Work required: The expected result is every entry, retyped character for character.
Start of Input data
PR #263, opened 2020-06-30
Return on getMessage failure and do address conversion afterwards

kdeme:


eth/p2p/discoveryv5/protocol.nim
```diff
@@ -428,11 +419,21 @@ proc processClient(transp: DatagramTransport, raddr: TransportAddress):
   except TransportOsError as e:
     # This is likely to be local network connection issues.
     error "Transport getMessage error", exception = e.name, msg = e.msg
+    return
```
arnetheduck, line 422: so this is better written as :+1: 
```
let buf = try: raddr.address()
  except TOE as e: ...
  excpet Exception as ...
```
which avoids this kind of bugs completely

eth/p2p/discoveryv5/protocol.nim
```diff
@@ -428,11 +419,21 @@ proc processClient(transp: DatagramTransport, raddr: TransportAddress):
...
   except Exception as e:
     if e of Defect:
       raise (ref Defect)(e)
     else: doAssert(false)
 
+  try:
```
End of Input data
Response box:
PR #263, opened 2020-06-30
Return on getMessage failure and do address conversion afterwards

kdeme:


eth/p2p/discoveryv5/protocol.nim
```diff
@@ -428,11 +419,21 @@ proc processClient(transp: DatagramTransport, raddr: TransportAddress):
   except TransportOsError as e:
     # This is likely to be local network connection issues.
     error "Transport getMessage error", exception = e.name, msg = e.msg
+    return
```
arnetheduck, line 422: so this is better written as :+1: 
```
let buf = try: raddr.address()
  except TOE as e: ...
  excpet Exception as ...
```
which avoids this kind of bugs completely

eth/p2p/discoveryv5/protocol.nim
```diff
@@ -428,11 +419,21 @@ proc processClient(transp: DatagramTransport, raddr: TransportAddress):
...
   except Exception as e:
     if e of Defect:
       raise (ref Defect)(e)
     else: doAssert(false)
 
+  try:
```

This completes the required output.